AGENCE FRANCE-PRESSE,
London: Britain's Trident nuclear warheads could be partially detonated in a road pileup or plane crash, unleashing lethal doses of radiation, the British weekly New Scientist said on Wednesday.
The warheads, designed to produce a blast equivalent to up to 100,000 tonnes of TNT, are deployed aboard Royal Navy submarines but are regularly transported to weapons facilities in Britain and the United States for checks.

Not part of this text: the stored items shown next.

PR #6363, opened 2026-06-24
tp: process_tracker: treat parent pid changes as reparenting

rsavitski:
Right now, the process_tracker always assumes that the same pid under a
different parent must mean that this is a new process reusing the pid, and
therefore creates a new process to track. There is another underlying
possibility - the process' parent has exited and the original process got
reparented. Note that the reparenting isn't always to pid=1 (init), since things
like PR_SET_CHILD_SUBREAPER exist.

In retrospect, this heuristic is the wrong way around. Reparenting is way more
frequent than pid reuse, and the latter can be cleanly detected via
sched_process_free. (Note: the reverse isn't true, because sched_process_exit is
when a thread becomes reparentable, and only the most recent kernels include the
group_dead tracepoint field.)

Hence this patch makes the process_tracker assume reparenting instead. We also
discard the new parent pid since the original is more informative.

PS: I have considered merging the SetProcessParent with SetProcessMetadata, but
decided to keep them separate for readability.

### DIFF
--- a/src/trace_processor/importers/common/process_tracker.cc
+++ b/src/trace_processor/importers/common/process_tracker.cc
@@ -26,6 +26,7 @@
 #include "perfetto/ext/base/string_view.h"
 #include "perfetto/public/compiler.h"
 #include "src/trace_processor/importers/common/args_tracker.h"
+#include "src/trace_processor/importers/common/import_logs_tracker.h"
 #include "src/trace_processor/importers/common/stats_tracker.h"
 #include "src/trace_processor/storage/stats.h"
 #include "src/trace_processor/storage/trace_storage.h"
@@ -132,6 +133,11 @@ void ProcessTracker::EndThread(int64_t timestamp, int64_t tid) {
 
   // If the process pid and thread tid are equal then, as is the main thread
   // of the process, we should also finish the process itself.
+  // Note: this works on linux because even if the leader thread exits before
+  // the rest of the thread-group, the kernel keeps the leader in a zombie state
+  // until the last group member exits. So sched_process_free for the main
+  // thread is deferred until the thread-group is fully dead (see
+  // delay_group_leader() in kernel sources).
   PERFETTO_DCHECK(*td.is_main_thread());
   ps.set_end_ts(timestamp);
   pids_.Erase(tid);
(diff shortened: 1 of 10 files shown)


src/trace_processor/importers/common/process_tracker.cc
```diff
@@ -136,6 +136,20 @@ void ProcessTracker::EndThread(int64_t timestamp, int64_t tid) {
...
   pids_.Erase(tid);
   InvalidateProcessThreads(*opt_upid);
+  exited_upids_.erase(*opt_upid);
+}
+
+void ProcessTracker::MarkProcessExited(int64_t tid) {
+  std::optional<UniqueTid> opt_utid = GetThreadOrNull(tid);
+  if (!opt_utid)
+    return;
+  auto td = (*context_->storage->mutable_thread_table())[*opt_utid];
```
LalitMaganti: nit: here and below: you don't need mutable_thrad/mutable process tables here, you can just use the non-mutable ones.

src/trace_processor/importers/common/process_tracker.h
```diff
@@ -385,6 +392,10 @@ class ProcessTracker {
   };
   base::FlatHashMap<UniquePid, SortIndex> process_sort_indexes_;
   base::FlatHashMap<UniqueTid, SortIndex> thread_sort_indexes_;
+
+  // Processes which have exited (sched_process_exit) but not yet been freed
+  // (sched_process_free).
+  base::FlatSet<UniquePid> exited_upids_;
```
LalitMaganti: FlatSet is *not* going to scale well over large traces with lots of short lived processes. Please use unordered_set of flat_hash_map with a boolean value instead.

src/trace_processor/importers/common/process_tracker.cc
```diff
@@ -437,16 +451,30 @@ UniquePid ProcessTracker::UpdateProcessWithParent(UniquePid upid,
...
+                         process_table[*prev_parent_upid].end_ts());
+  if (parent_changed && !prev_parent_dead) {
     upid = StartNewProcessInternal(std::nullopt, pupid, prr.pid(),
                                    kNullStringId, ThreadNamePriority::kOther,
                                    associate_main_thread);
+  } else if (parent_changed) {
+    // Reparenting case. Keep existing info since the original parent pid is
+    // more useful.
+    context_->stats_tracker->IncrementStats(
+        stats::process_tracker_reparented_not_reused);
```
LalitMaganti: Please use the new "import_log_tracker" APIs to increment stats instead of directly incrementing stats: it increases the debuggability of this sort of thing tremendously.

rsavitski:
@LalitMaganti PTAL, after some thinking, I decided to flip the heuristic instead. I think this is both simpler and the expected interpretation of the events.

src/trace_processor/importers/common/process_tracker.cc
```diff
@@ -433,24 +439,28 @@ void ProcessTracker::AssociateCreatedProcessToParentThread(
...
-    upid = StartNewProcessInternal(std::nullopt, pupid, prr.pid(),
-                                   kNullStringId, ThreadNamePriority::kOther,
-                                   associate_main_thread);
-  } else {
+  if (!prev_parent_upid) {
     prr.set_parent_upid(pupid);
+  } else if (*prev_parent_upid != pupid) {
+    if (timestamp) {
+      context_->import_logs_tracker->RecordParserError(
+          stats::process_tracker_parent_pid_changed, *timestamp);
```
LalitMaganti, line 458: Do we want to log these as errors? Seems a bit agressive? How about we make them info instead?

LalitMaganti (approved):

src/trace_processor/importers/common/process_tracker.cc
rsavitski: They are already kInfo (the severity is part of the `stats` key), I agree that the import_logs_tracker method names could be made more general.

The Ministry of Defence has always insisted that these transit operations are safe because a warhead's plutonium core must be compressed symmetrically by conventional explosives in order to deliver a nuclear blast.
Bombs are designed to be “single-point safe,” meaning that a knock on a single point should not trigger all the explosives around the core.
But a report to be published in this Saturday's New Scientist, citing what it says is a newly-declassified defence ministry document, says that extreme accidents could result in a partial nuclear explosion, an event called an “inadvertent yield”.
The report estimates the annual risk of an “inadvertent yield” in Britain at 2.4 per billion, New Scientist says. Most of the risk would come from the possibility of a plane smashing into a convoy.
Even though the Ministry of Defence in this document quantifies the risk as “tolerable”, it also acknowledges that if such an incident happened there would be “potentially high off-site consequences,” inflicting radiation doses of up to 10 sieverts to people in the vicinity, New Scientist says.
According to British health standards, people exposed to four sieverts of radiation have a 50-percent risk of dying, while six sieverts is lethal.
The document concludes that contingency plans for responding to an “inadvertent yield” are adequate, although it does not spell them out, according to the New Scientist report.
Reacting to the report, a Ministry of Defence spokesman told AFP: “A nuclear bomb-type explosion is not possible because the warheads are transported unarmed.
“Britain's safety record on nuclear transportation is second-to-none.”